Что он собирался мне показать? Я вошел, потому что он мне это предложил. И с этой минуты для меня открылась новая вселенная, куда я проник, сам того не ведая.

II

Его звали Натаниель Пурвьанш. Он просил называть его Натом. Откуда он взялся, никто не знал. Он немного кокетничал, скрывая свое происхождение. Таинственность ему шла, и он этим пользовался. Вероятно, детство он провел в англоязычной стране, потому что изъяснялся он на английском языке так же легко, как на французском. Его можно было бы принять и за скандинава — из-за высокого роста, белокурых волос и бледного полупрозрачного лица. Познания его были огромны. Половину своего времени он проводил за чтением и прекрасно все запоминал, потому что обладал чудесной памятью. Он знал наизусть целые главы из Шекспира. Однако не кичился этим, предпочитая властвовать над своим окружением более тонкими средствами.

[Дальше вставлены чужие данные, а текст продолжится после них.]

PR #9157, opened 2022-10-30
core: hle: service: acc: Fix ListOpenContextStoredUsers/StoreOpenContext.

bunnei:
- These APIs are used to capture the opened users and allow that state to be persisted across processes.
- They are not intended to just return the system opened users, that is what ListOpenUsers is for.
- Fixes the launch hang with Bayonetta 3.

### DIFF
--- a/src/core/hle/service/acc/acc.cpp
+++ b/src/core/hle/service/acc/acc.cpp
@@ -512,10 +512,11 @@ protected:
 
 class IManagerForApplication final : public ServiceFramework<IManagerForApplication> {
 public:
-    explicit IManagerForApplication(Core::System& system_, Common::UUID user_id_)
+    explicit IManagerForApplication(Core::System& system_,
+                                    const std::shared_ptr<ProfileManager>& profile_manager_)
         : ServiceFramework{system_, "IManagerForApplication"},
           ensure_token_id{std::make_shared<EnsureTokenIdCacheAsyncInterface>(system)},
-          user_id{user_id_} {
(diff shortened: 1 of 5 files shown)


src/core/hle/service/acc/acc.cpp
```diff
@@ -512,10 +512,11 @@ class EnsureTokenIdCacheAsyncInterface final : public IAsyncContext {
 
 class IManagerForApplication final : public ServiceFramework<IManagerForApplication> {
 public:
-    explicit IManagerForApplication(Core::System& system_, Common::UUID user_id_)
+    explicit IManagerForApplication(Core::System& system_,
+                                    std::shared_ptr<ProfileManager>& profile_manager_)
```
lioncash, line 516:
```suggestion
                                    const std::shared_ptr<ProfileManager>& profile_manager_)
```

src/core/hle/service/acc/acc.cpp
```diff
@@ -855,16 +859,14 @@ void Module::Interface::LoadOpenContext(Kernel::HLERequestContext& ctx) {
     // This is similar to GetBaasAccountManagerForApplication
     // This command is used concurrently with ListOpenContextStoredUsers
     // TODO: Find the differences between this and GetBaasAccountManagerForApplication
```
lioncash, line 861: Seems like this TODO can be removed, since the behavior isn't identical anymore

FernandoS27 (approved):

Он был режиссером и царил в этом театре, где, несмотря на его молодость, никто и не думал оспаривать у него это место. Прежде всего, потому, что набранные им актеры были еще моложе. А особенно потому, что он принадлежал к тому типу людей, которые увлекают за собой других даже прежде, чем успеют подумать об этом. Пурвьанш владел даром не только завораживать, но и порабощать. Одного его обаяния было для этого, конечно, недостаточно. К нему примешивались еще убежденность и властность, которые, будучи для него абсолютно естественными, стихийно притягивали к нему людей. Вот почему во время репетиций он вертел своими актерами как марионетками, но так хитро и дипломатично, что ему удавалось убедить их, будто они действуют совершенно свободно. Никогда прежде я не знавал тирана, умевшего так притворяться.

Он спал с той самой Альбертой, которую, как и его, я впервые увидел в кафе «Селект». Он нес этот крест, без которого, казалось, уже не мог обходиться. Рядом с ним всегда полно было очаровательных женщин, и вряд ли они стали бы долго сопротивляться его домогательствам, если бы он этого пожелал; но эта жалкая, увядшая бродяжка двадцатью годами старше него была для него чем-то вроде странного декора, ценимого за вычурную неправильность эпохи барокко. Он помыкал ею, оскорблял ее, но ни за что на свете не согласился бы расстаться с ней, с ее похотливой чувственностью. Хуже того! Без конца попрекая ее за то, что она алкоголичка, он позволял ей пить сколько угодно — можно подумать, что в падении своей подружки он находил болезненное наслаждение.

Ну и вид же имела эта парочка! Он с его ангельской красотой и живым умом, и она — чье уродство и посредственность разума и души были столь очевидны, что они, казалось, грызут ее тело изнутри. Я плохо представлял себе ночи любви между этими двумя людьми, должно быть, они были достаточно омерзительны!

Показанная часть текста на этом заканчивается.